▶ ASSIGNMENT
From the data below, return all lines holding the string "into".

▶ TASK INPUT
━━━━━━━━━━━━━━━━━━━━
PR #5835, opened 2021-11-29
feat: Move home screen separators into modules

olerichter00:

This PR resolves [CX-2012]

### Description

Moves home screen module separators into the modules/rails to avoid rendering two separators in the case a module doesn't show anything.

| Personalized | Not Personalized |
| --- | --- |
| Simulator Screen Shot - iPhone 8 - 2021-11-29 at 15 14 36 | Simulator Screen Shot - iPhone 8 - 2021-11-29 at 15 16 26 |

### To the reviewers 👀

- Fix "too much space between modules" issue on home screen - ole 

#### iOS user-facing changes

-

-

#### Dev changes

-

</details>

[CX-2012]: https://artsyproduct.atlassian.net/browse/CX-2012?atlOrigin=eyJpIjoiNWRkNTljNzYxNjVmNDY3MDlhMDU5Y2ZhYzA5YTRkZjUiLCJwIjoiZ2l0aHViLWNvbS1KU1cifQ

### DIFF
--- a/src/lib/Components/Home/ArtistRails/ArtistRail.tsx
+++ b/src/lib/Components/Home/ArtistRails/ArtistRail.tsx
@@ -33,6 +33,7 @@ interface Props extends ViewProps {
   subtitle?: string
   relay: RelayProp
   rail: ArtistRail_rail
+  mb?: number
 }
 
 const ArtistRail: React.FC<Props & RailScrollProps> = (props) => {
@@ -178,7 +179,7 @@ const ArtistRail: React.FC<Props & RailScrollProps> = (props) => {
   }
 
   return artists.length ? (
-    <View>
+    <Flex mb={props.mb}>
       <Flex pl="2" pr="2">
         <SectionTitle title={props.title} subtitle={props.subtitle} />
       </Flex>
@@ -215,7 +216,7 @@ const ArtistRail: React.FC<Props & RailScrollProps> = (props) => {
           )
         }}
       />
-    </View>
+    </Flex>
   ) : null
 }
 
--- a/src/lib/Components/LotsByArtistsYouFollowRail/LotsByFollowedArtistsRail.tests.tsx
+++ b/src/lib/Components/LotsByArtistsYouFollowRail/LotsByFollowedArtistsRail.tests.tsx
@@ -11,9 +11,6 @@ import { LotsByFollowedArtistsRailContainer, PAGE_SIZE } from "./LotsByFollowedA
 
 jest.unmock("react-relay")
 
-const onShowMock = jest.fn()
-const onHideMock = jest.fn()
-
 describe("LotsByFollowedArtistsRail", () => {
   let mockEnvironment: ReturnType<typeof createMockEnvironment>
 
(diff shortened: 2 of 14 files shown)


ArtsyOpenSource:
<table>
  <thead>
    <tr>
      <th width="50"></th>
    </tr>
  </thead>
  <tbody><tr>
      <td>:warning:</td>
      <td>

  </td>
    </tr>
  </tbody>
</table>



<p align="right">
  Generated by :no_entry_sign: <a href="https://danger.systems/js">dangerJS</a> against 0ccfec6d0069fbb18033e03e85c718706319a8d8
</p>

src/lib/Components/LotsByArtistsYouFollowRail/LotsByFollowedArtistsRail.tests.tsx
```diff
@@ -30,14 +27,7 @@ describe("LotsByFollowedArtistsRail", () => {
       variables={{}}
       render={({ props }) => {
         if (props?.me) {
-          return (
-            <LotsByFollowedArtistsRailContainer
-              title="Auctions"
-              me={props.me}
-              onShow={onShowMock}
-              onHide={onHideMock}
```
olerichter00, line 38: No need to use `onShow` and `onHide` anymore.

src/lib/Components/Home/ArtistRails/ArtistRail.tsx
```diff
@@ -33,6 +33,7 @@ interface Props extends ViewProps {
   subtitle?: string
   relay: RelayProp
   rail: ArtistRail_rail
+  mb?: number
```
olerichter00, line 36: Adding `mb` as an optional prop will prevent the rail to render the bottom margin in other places of the app. I'm not sure if we should give the prop another name because it just adds the margin if the rail renders any data. I went with `mb` because we use the same prop in **Palette**.

src/lib/Scenes/Home/Home.tsx
```diff
@@ -42,6 +42,8 @@ import { ShowsRailFragmentContainer } from "./Components/ShowsRail"
 import { TroveFragmentContainer } from "./Components/Trove"
 import { RailScrollRef } from "./Components/types"
 
+const MODULE_SEPARATOR_HEIGHT = 6
```
rajsam003, line 45: I think it should be 4 instead of 6

image

rajsam003: You can refer https://www.figma.com/file/ye05MSfEEZ265CIAUJ8erN/Home-Iterations?node-id=1637%3A8403

olerichter00: Thanks for looking into that. The space increased with Palette V3 from `4` to `6` (see Home V3 in Figma file).

src/lib/Components/Home/ArtistRails/ArtistRail.tsx
rajsam003: That's good. But I don't see any point in passing it as a prop. Coz all those containers are used only in the `Home.tsx` file. So my advice would be to add `mb=6` (or 4) to the wrapper of each container.

rajsam003:
Great work. Just added a few comments from my side.

src/lib/Components/Home/ArtistRails/ArtistRail.tsx
olerichter00: The problem is that we can't figure out if a module renders a rail or nothing in `Home`. If we would use a wrapper this wrapper would render a bottom margin even if the rail doesn't render and we would have the same problem: too much space between modules.

olerichter00: This is a good point. I've decided to add it as a prop in case we want to use any of these rails somewhere else. For me it makes more sense to pass the margin from `Home` instead of adding it directly to the rail/module.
━━━━━━━━━━━━━━━━━━━━
▶ SOLUTION FOR THIS PROBLEM
feat: Move home screen separators into modules
Moves home screen module separators into the modules/rails to avoid rendering two separators in the case a module doesn't show anything.
olerichter00: Thanks for looking into that. The space increased with Palette V3 from `4` to `6` (see Home V3 in Figma file).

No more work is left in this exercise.